§ Source material
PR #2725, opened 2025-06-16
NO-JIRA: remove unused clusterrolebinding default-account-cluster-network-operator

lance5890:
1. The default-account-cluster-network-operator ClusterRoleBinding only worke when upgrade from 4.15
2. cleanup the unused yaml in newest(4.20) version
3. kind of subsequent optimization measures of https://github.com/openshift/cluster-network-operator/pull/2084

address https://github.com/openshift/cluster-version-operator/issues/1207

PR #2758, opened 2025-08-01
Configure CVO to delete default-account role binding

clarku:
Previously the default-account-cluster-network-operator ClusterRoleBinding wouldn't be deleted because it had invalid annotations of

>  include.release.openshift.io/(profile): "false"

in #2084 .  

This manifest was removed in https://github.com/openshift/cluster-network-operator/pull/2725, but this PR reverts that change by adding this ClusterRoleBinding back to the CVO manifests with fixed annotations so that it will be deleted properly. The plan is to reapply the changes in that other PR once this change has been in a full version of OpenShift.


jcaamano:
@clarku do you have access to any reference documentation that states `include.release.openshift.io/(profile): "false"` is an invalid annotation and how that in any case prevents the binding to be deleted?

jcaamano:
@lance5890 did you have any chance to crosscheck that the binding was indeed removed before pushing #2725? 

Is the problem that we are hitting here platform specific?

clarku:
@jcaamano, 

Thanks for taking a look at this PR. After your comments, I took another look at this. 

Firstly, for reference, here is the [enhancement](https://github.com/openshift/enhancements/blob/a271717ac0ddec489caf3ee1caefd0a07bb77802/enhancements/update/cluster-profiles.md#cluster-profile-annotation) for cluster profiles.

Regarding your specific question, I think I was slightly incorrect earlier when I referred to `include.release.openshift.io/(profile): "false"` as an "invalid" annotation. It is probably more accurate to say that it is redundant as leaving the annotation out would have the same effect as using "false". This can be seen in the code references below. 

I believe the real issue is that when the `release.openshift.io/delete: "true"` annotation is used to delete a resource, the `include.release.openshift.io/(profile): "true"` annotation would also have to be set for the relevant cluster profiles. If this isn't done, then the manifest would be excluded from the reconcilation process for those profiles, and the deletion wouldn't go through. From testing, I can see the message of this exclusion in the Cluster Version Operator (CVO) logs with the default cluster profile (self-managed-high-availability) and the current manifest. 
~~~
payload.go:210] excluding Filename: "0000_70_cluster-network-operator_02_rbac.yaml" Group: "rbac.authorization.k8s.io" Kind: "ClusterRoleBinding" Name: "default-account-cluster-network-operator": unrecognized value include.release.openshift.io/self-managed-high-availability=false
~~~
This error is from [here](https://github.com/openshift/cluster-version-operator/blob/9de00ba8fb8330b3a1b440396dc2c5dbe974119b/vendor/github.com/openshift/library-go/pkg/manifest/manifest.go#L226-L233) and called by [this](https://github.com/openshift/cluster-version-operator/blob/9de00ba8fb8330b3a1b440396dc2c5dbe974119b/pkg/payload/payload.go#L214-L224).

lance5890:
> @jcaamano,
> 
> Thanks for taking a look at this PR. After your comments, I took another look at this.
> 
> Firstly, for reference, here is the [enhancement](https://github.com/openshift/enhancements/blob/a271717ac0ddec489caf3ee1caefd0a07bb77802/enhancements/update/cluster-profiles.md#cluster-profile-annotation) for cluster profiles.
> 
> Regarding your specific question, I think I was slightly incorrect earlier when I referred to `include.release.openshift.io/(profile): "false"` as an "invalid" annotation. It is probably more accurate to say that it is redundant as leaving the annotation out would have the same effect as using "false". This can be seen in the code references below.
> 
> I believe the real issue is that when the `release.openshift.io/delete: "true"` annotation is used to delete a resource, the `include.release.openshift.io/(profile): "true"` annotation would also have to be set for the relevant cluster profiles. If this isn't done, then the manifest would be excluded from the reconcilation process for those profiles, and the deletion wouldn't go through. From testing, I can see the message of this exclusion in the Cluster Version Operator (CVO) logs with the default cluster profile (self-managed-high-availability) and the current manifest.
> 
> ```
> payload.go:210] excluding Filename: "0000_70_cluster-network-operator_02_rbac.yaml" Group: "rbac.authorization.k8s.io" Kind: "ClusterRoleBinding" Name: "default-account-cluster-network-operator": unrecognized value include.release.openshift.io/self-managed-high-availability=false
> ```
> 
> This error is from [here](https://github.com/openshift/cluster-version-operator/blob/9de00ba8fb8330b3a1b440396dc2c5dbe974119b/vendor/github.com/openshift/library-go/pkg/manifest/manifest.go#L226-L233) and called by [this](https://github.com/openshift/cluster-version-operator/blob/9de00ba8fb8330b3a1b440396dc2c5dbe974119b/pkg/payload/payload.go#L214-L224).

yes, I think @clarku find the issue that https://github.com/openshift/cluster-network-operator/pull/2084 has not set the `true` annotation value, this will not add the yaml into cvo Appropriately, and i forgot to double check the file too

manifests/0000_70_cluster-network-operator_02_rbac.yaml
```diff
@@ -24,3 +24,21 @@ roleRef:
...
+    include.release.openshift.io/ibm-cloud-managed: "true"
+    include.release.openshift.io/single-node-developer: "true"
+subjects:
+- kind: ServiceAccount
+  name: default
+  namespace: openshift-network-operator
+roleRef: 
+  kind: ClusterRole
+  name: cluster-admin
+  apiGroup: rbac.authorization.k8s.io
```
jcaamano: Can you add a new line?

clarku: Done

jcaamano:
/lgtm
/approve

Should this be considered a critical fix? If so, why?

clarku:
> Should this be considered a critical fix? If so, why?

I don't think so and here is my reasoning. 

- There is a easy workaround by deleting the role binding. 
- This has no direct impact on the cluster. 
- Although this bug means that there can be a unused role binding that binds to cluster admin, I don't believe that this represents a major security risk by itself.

§ Exercise brief
Repeat, exactly and in full, the records shown above.

§ Reply
PR #2725, opened 2025-06-16
NO-JIRA: remove unused clusterrolebinding default-account-cluster-network-operator

lance5890:
1. The default-account-cluster-network-operator ClusterRoleBinding only worke when upgrade from 4.15
2. cleanup the unused yaml in newest(4.20) version
3. kind of subsequent optimization measures of https://github.com/openshift/cluster-network-operator/pull/2084

address https://github.com/openshift/cluster-version-operator/issues/1207

PR #2758, opened 2025-08-01
Configure CVO to delete default-account role binding

clarku:
Previously the default-account-cluster-network-operator ClusterRoleBinding wouldn't be deleted because it had invalid annotations of

>  include.release.openshift.io/(profile): "false"

in #2084 .  

This manifest was removed in https://github.com/openshift/cluster-network-operator/pull/2725, but this PR reverts that change by adding this ClusterRoleBinding back to the CVO manifests with fixed annotations so that it will be deleted properly. The plan is to reapply the changes in that other PR once this change has been in a full version of OpenShift.


jcaamano:
@clarku do you have access to any reference documentation that states `include.release.openshift.io/(profile): "false"` is an invalid annotation and how that in any case prevents the binding to be deleted?

jcaamano:
@lance5890 did you have any chance to crosscheck that the binding was indeed removed before pushing #2725? 

Is the problem that we are hitting here platform specific?

clarku:
@jcaamano, 

Thanks for taking a look at this PR. After your comments, I took another look at this. 

Firstly, for reference, here is the [enhancement](https://github.com/openshift/enhancements/blob/a271717ac0ddec489caf3ee1caefd0a07bb77802/enhancements/update/cluster-profiles.md#cluster-profile-annotation) for cluster profiles.

Regarding your specific question, I think I was slightly incorrect earlier when I referred to `include.release.openshift.io/(profile): "false"` as an "invalid" annotation. It is probably more accurate to say that it is redundant as leaving the annotation out would have the same effect as using "false". This can be seen in the code references below. 

I believe the real issue is that when the `release.openshift.io/delete: "true"` annotation is used to delete a resource, the `include.release.openshift.io/(profile): "true"` annotation would also have to be set for the relevant cluster profiles. If this isn't done, then the manifest would be excluded from the reconcilation process for those profiles, and the deletion wouldn't go through. From testing, I can see the message of this exclusion in the Cluster Version Operator (CVO) logs with the default cluster profile (self-managed-high-availability) and the current manifest. 
~~~
payload.go:210] excluding Filename: "0000_70_cluster-network-operator_02_rbac.yaml" Group: "rbac.authorization.k8s.io" Kind: "ClusterRoleBinding" Name: "default-account-cluster-network-operator": unrecognized value include.release.openshift.io/self-managed-high-availability=false
~~~
This error is from [here](https://github.com/openshift/cluster-version-operator/blob/9de00ba8fb8330b3a1b440396dc2c5dbe974119b/vendor/github.com/openshift/library-go/pkg/manifest/manifest.go#L226-L233) and called by [this](https://github.com/openshift/cluster-version-operator/blob/9de00ba8fb8330b3a1b440396dc2c5dbe974119b/pkg/payload/payload.go#L214-L224).

lance5890:
> @jcaamano,
> 
> Thanks for taking a look at this PR. After your comments, I took another look at this.
> 
> Firstly, for reference, here is the [enhancement](https://github.com/openshift/enhancements/blob/a271717ac0ddec489caf3ee1caefd0a07bb77802/enhancements/update/cluster-profiles.md#cluster-profile-annotation) for cluster profiles.
> 
> Regarding your specific question, I think I was slightly incorrect earlier when I referred to `include.release.openshift.io/(profile): "false"` as an "invalid" annotation. It is probably more accurate to say that it is redundant as leaving the annotation out would have the same effect as using "false". This can be seen in the code references below.
> 
> I believe the real issue is that when the `release.openshift.io/delete: "true"` annotation is used to delete a resource, the `include.release.openshift.io/(profile): "true"` annotation would also have to be set for the relevant cluster profiles. If this isn't done, then the manifest would be excluded from the reconcilation process for those profiles, and the deletion wouldn't go through. From testing, I can see the message of this exclusion in the Cluster Version Operator (CVO) logs with the default cluster profile (self-managed-high-availability) and the current manifest.
> 
> ```
> payload.go:210] excluding Filename: "0000_70_cluster-network-operator_02_rbac.yaml" Group: "rbac.authorization.k8s.io" Kind: "ClusterRoleBinding" Name: "default-account-cluster-network-operator": unrecognized value include.release.openshift.io/self-managed-high-availability=false
> ```
> 
> This error is from [here](https://github.com/openshift/cluster-version-operator/blob/9de00ba8fb8330b3a1b440396dc2c5dbe974119b/vendor/github.com/openshift/library-go/pkg/manifest/manifest.go#L226-L233) and called by [this](https://github.com/openshift/cluster-version-operator/blob/9de00ba8fb8330b3a1b440396dc2c5dbe974119b/pkg/payload/payload.go#L214-L224).

yes, I think @clarku find the issue that https://github.com/openshift/cluster-network-operator/pull/2084 has not set the `true` annotation value, this will not add the yaml into cvo Appropriately, and i forgot to double check the file too

manifests/0000_70_cluster-network-operator_02_rbac.yaml
```diff
@@ -24,3 +24,21 @@ roleRef:
...
+    include.release.openshift.io/ibm-cloud-managed: "true"
+    include.release.openshift.io/single-node-developer: "true"
+subjects:
+- kind: ServiceAccount
+  name: default
+  namespace: openshift-network-operator
+roleRef: 
+  kind: ClusterRole
+  name: cluster-admin
+  apiGroup: rbac.authorization.k8s.io
```
jcaamano: Can you add a new line?

clarku: Done

jcaamano:
/lgtm
/approve

Should this be considered a critical fix? If so, why?

clarku:
> Should this be considered a critical fix? If so, why?

I don't think so and here is my reasoning. 

- There is a easy workaround by deleting the role binding. 
- This has no direct impact on the cluster. 
- Although this bug means that there can be a unused role binding that binds to cluster admin, I don't believe that this represents a major security risk by itself.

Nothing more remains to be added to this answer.